The FT said that Blackstone is in discussions to potentially replace Blue Owl Capital as a financial partner for the data center, although no deal has been signed yet.
Blue Owl Capital has been the primary investor in Oracle’s data center projects in the U.S., including a $15 billion center in Abilene, Texas, and an $18 billion site in New Mexico, the FT said.
“This appears to be a case where the deal simply wasn’t the right one, and seasoned investors understand that success does not require winning every transaction,” Evercore ISI analysts wrote in a note on Wednesday.

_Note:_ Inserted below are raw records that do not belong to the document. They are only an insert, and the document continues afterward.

PR #2722, opened 2022-07-30
Add fodjuomni to iset.mm

jkingdon:
This is Lemma 3.2 from [PradicBrown2021] and in their words/notation it is:

```
Suppose that we have an omniscient set O and some sets A and B. If there exists
a surjection f : O → A + B, then either A is inhabited or it is empty.
```

It is convenient to break this into a handful of lemmas but none of them are especially difficult.

### DIFF
--- a/mmil.raw.html
+++ b/mmil.raw.html
@@ -1606,7 +1606,7 @@ is double negation elimination.</TD>
 </TR>
 
 <TR>
-<TD>elimif , ifid , eqif , ifval , elif ,
+<TD>elimif , ifid , ifval , elif ,
 ifel , ifeqor , 2if2 , ifcomnan , csbif ,
 csbifgOLD</TD>
 <TD><I>none</I></TD>
@@ -1620,6 +1620,11 @@ csbifgOLD</TD>
 <TR>
   <TD>ifboth</TD>
   <TD>~ ifbothdc</TD>
+</TR>
+
+<TR>
+  <TD>eqif</TD>
+  <TD>~ eqifdc</TD>
 </TR>
 
 <TR>


iset.mm
```diff
@@ -65603,6 +65603,112 @@ elements or fails to hold (is equal to ` (/) ` ) for some element.
       OXGWPVOSWQWTXASWRBWSXBXC $.
   $}
 
+  ${
+    $d A z $.  $d B w z $.  $d F w z $.  $d O w z $.  $d X w z $.  $d ph w z $.
+    fodjuomnilemdc.fo $e |- ( ph -> F : O -onto-> ( A |_| B ) ) $.
+    $( Lemma for ~ fodjuomni .  Decidability of a condition we use in various
+       lemmas.  (Contributed by Jim Kingdon, 27-Jul-2022.) $)
+    fodjuomnilemdc $p |- ( ( ph /\ X e. O )
+        -> DECID E. z e. A ( F ` X ) = ( inl ` z ) ) $=
```
benjub, line 65612: In this statement and the next one, I would use ``( ( inl |` A ) ` z )`` (since it's within a `E. z e. A`, it's equivalent). The reason is that  ``( inl |` A )`` is more tame than the raw `inl`, especially when `A` is a set. Up to you to see if it's worth it.

iset.mm
```diff
@@ -65603,6 +65603,112 @@ elements or fails to hold (is equal to ` (/) ` ) for some element.
...
+          HVJZVQKTLWOVQOPZGQZRSZOIUAAVQVDVPWSMOIVNWQSVOWRRVNWQGVEUJVFVGVHVIAVSW
+          BAVSVBCDMEFGHIAWMVSJTAWPVSKTLAVSVDVKVIVLVM $.
+      $}
+    $}
+
+    ${
+      $d A a b x y z $.  $d B z $.  $d F a b y z $.  $d O a y z $.
+      $d ph y z $.
+      $( A condition which ensures ` A ` is either inhabited or empty.  Lemma
+         3.2 of [PradicBrown2021], p. 4.  (Contributed by Jim Kingdon,
```
benjub, line 65701: Can you phrase that condition ? E.g.: If..., then A is either inhabited of empty. (**edit**: it's basically what you wrote in your first comment above on the github PR page; I think it has its place as a comment in iset.mm)

iset.mm
jkingdon: I'm not sure whether to (again) try to describe my thoughts on this, or whether to just take "up to you" literally and say "I choose not to put in those restrictions".

iset.mm
jkingdon: I didn't write that, it is a quote from the paper.

My philosophy is that the formal statement of the theorem should (most of the time) be how we state what is being proved. Especially when proposed wording doesn't end up being any more concise or otherwise different from the formal notation.

iset.mm
benjub: I thought you were still ambivalent, but if that's settled, then ok. (As you noticed, I'm often bold in my comments in order to avoid ambiguity, and apart from the occasional obvious jokes, you are encouraged to take my comments literally.)

iset.mm
benjub: If you wrote the statement in plain English above (the quotation from the paper), it is because it helps.  So we both think it is helpful. Putting it in the comment in iset.mm would therefore be helpful.

benjub (approved):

The bank added that digital infrastructure remains a “core growth vertical” for the Blue Owl, noting an upcoming digital infrastructure fund in 2026 that would add to its $7 billion fund announced in May.
Oracle has $248 billion in lease commitments for data centers and cloud capacity commitments over the next 15 to 19 years as of Nov. 30, the company said in its latest quarterly filing. That is up almost 148% from August.
In September, the cloud computing giant raised $18 billion in new debt, according to an SEC filing. That same month, OpenAI announced a $300 billion partnership with Oracle over the next five years.
By the end of November, the company owed over $124 billion, including operating lease liabilities, according to the filing.
Oracle shares are down about 50% from the high of $345.72 reached in September.